Risk-Adjusted Performance

0 of 100

 
Weak
 
Strong
Very Weak
Over the last 90 days Vital Energy has generated negative risk-adjusted returns adding no value to investors with long positions. Despite nearly stable basic indicators, Vital Energy is not utilizing all of its potentials. The newest stock price disturbance, may contribute to mid-run losses for the stockholders.

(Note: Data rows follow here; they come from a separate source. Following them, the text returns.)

PR #675, opened 2020-09-18
More robust tests and cleanup

musm:
Sometimes the downloads fail, so I decided to commit them to the repo so the tests are more robust.


test/plain.jl
```diff
@@ -399,14 +399,15 @@ if !isempty(HDF5.libhdf5_hl)
 end
 
 # Test that switching time tracking off results in identical files
-h5open("tt1.h5", "w") do f
+fn1 = tempname(); fn2 = tempname()
```
musm, line 402: I guess this is not a valid usage of the track times function? cc @jmert

jmert: I've been noticing that that test is flaky, but I haven't figured out why yet. Mostly I see it in the CI results, but I did see it once locally as well (though of course not reproducibly). This might be a better starting point, though, since I/we could augment the test locally and not delete the files if the crc's don't match — then comparing the files might show why it's sometimes failing and sometimes not.

musm: Yeah that sounds like a good way to debug this. I'm going to go ahead with this change in this case for now.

Bel Fuse and Vital Energy Volatility Contrast

   Predicted Return Density   
       Returns  

Pair Trading with Bel Fuse and Vital Energy

The main advantage of trading using opposite Bel Fuse and Vital Energy positions is that it hedges away some unsystematic risk. Because of two separate transactions, even if Bel Fuse position performs unexpectedly, Vital Energy can make up some of the losses. Pair trading also minimizes risk from directional movements in the market. For example, if an entire industry or sector drops because of unexpected headlines, the short position in Vital Energy will offset losses from the drop in Vital Energy's long position.
The idea behind Bel Fuse A and Vital Energy pairs trading is to make the combined position market-neutral, meaning the overall market's direction will not affect its win or loss (or potential downside or upside). This can be achieved by designing a pairs trade with two highly correlated stocks or equities that operate in a similar space or sector, making it possible to obtain profits through simple and relatively low-risk investment.
Check out your portfolio center.
Note that this page's information should be used as a complementary analysis to find the right mix of equity instruments to add to your existing portfolios or create a brand new portfolio. You can also try the FinTech Suite module to use AI to screen and filter profitable investment opportunities.